Stored items:
--- START ---

PR #6731, opened 2023-01-25
JIT: Miscellaneous optimizations

bjorng:
Optimize `min/2`, `max/2`, and relational operators for both x86_64 and AArch64. Also do a few other optimizations for AArch64.

### DIFF
--- a/erts/emulator/beam/jit/arm/instr_guard_bifs.cpp
+++ b/erts/emulator/beam/jit/arm/instr_guard_bifs.cpp
@@ -192,27 +192,10 @@ void BeamModuleAssembler::emit_bif_is_ne_exact(const ArgRegister &LHS,
     }
 }
 
-void BeamModuleAssembler::emit_bif_is_ge(const ArgSource &LHS,
-                                         const ArgSource &RHS,
-                                         const ArgRegister &Dst) {
-    if (always_small(LHS) && RHS.isSmall() && RHS.isImmed()) {
-        auto lhs = load_source(LHS, ARG1);
-
-        comment("simplified compare because one operand is an immediate small");
-        cmp(lhs.reg, RHS.as<ArgImmed>().get());
-        emit_cond_to_bool(arm::CondCode::kGE, Dst);
-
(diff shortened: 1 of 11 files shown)


erts/emulator/beam/jit/arm/instr_guard_bifs.cpp
```diff
@@ -1001,6 +987,88 @@ void BeamModuleAssembler::emit_bif_map_size(const ArgLabel &Fail,
...
+    auto [lhs, rhs] = load_sources(LHS, ARG1, RHS, ARG2);
+    auto dst = init_destination(Dst, ARG1);
+    bool both_small = always_small(LHS) && always_small(RHS);
+    bool need_generic = !both_small;
+    Label generic = a.newLabel(), next = a.newLabel();
+
+    if (both_small) {
+        comment("skipped test for small operands since they are always small");
+    } else if (always_small(RHS) &&
+               always_one_of(LHS, BEAM_TYPE_INTEGER | BEAM_TYPE_MASK_BOXED)) {
```
jhogberg, line 1009: `BEAM_TYPE_MASK_BOXED` includes all types that may be boxed, including some that may be immediates like pids and ports. You probably want `BEAM_TYPE_MASK_ALWAYS_BOXED` here.
```suggestion
               always_one_of(LHS, BEAM_TYPE_INTEGER | BEAM_TYPE_MASK_ALWAYS_BOXED)) {
```

Looking further into it, I see we have the same problem in `emit_is_lt` et al on `maint`. I'll make a PR that fixes that and uses `enum class` to prevent us from running into this problem again.

jhogberg (changes requested):

erts/emulator/beam/jit/arm/instr_guard_bifs.cpp
bjorng: Fixed.

bjorng:
Rebased on latest `master`.

jhogberg (approved):

PR #6733, opened 2023-01-25
jit: Fix type hint error in emit_is_lt

jhogberg:
Fixes a bug we noticed while reviewing #6731

### DIFF
--- a/erts/emulator/beam/jit/arm/instr_common.cpp
+++ b/erts/emulator/beam/jit/arm/instr_common.cpp
@@ -1362,8 +1362,10 @@ void BeamModuleAssembler::emit_is_lt(const ArgLabel &Fail,
         comment("skipped test for small operands since they are always small");
         a.cmp(ARG1, ARG2);
         a.b_ge(resolve_beam_label(Fail, disp1MB));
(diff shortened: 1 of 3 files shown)


erts/emulator/test/type_hint_SUITE.erl
```diff
@@ -0,0 +1,59 @@
...
+
+init_per_group(_GroupName, Config) ->
+    Config.
+
+end_per_group(_GroupName, Config) ->
+    Config.
+
+
+compare(Config) when is_list(Config) ->
+    [compare_integer_pid(1 bsl N) || N <- lists:seq(1, 64)],
```
bjorng, line 50:
```suggestion
    _ = [compare_integer_pid(1 bsl N) || N <- lists:seq(1, 64)],
```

--- END ---

Across all the entries above, how many lines have the word "opened" in them? Only the number, please.

2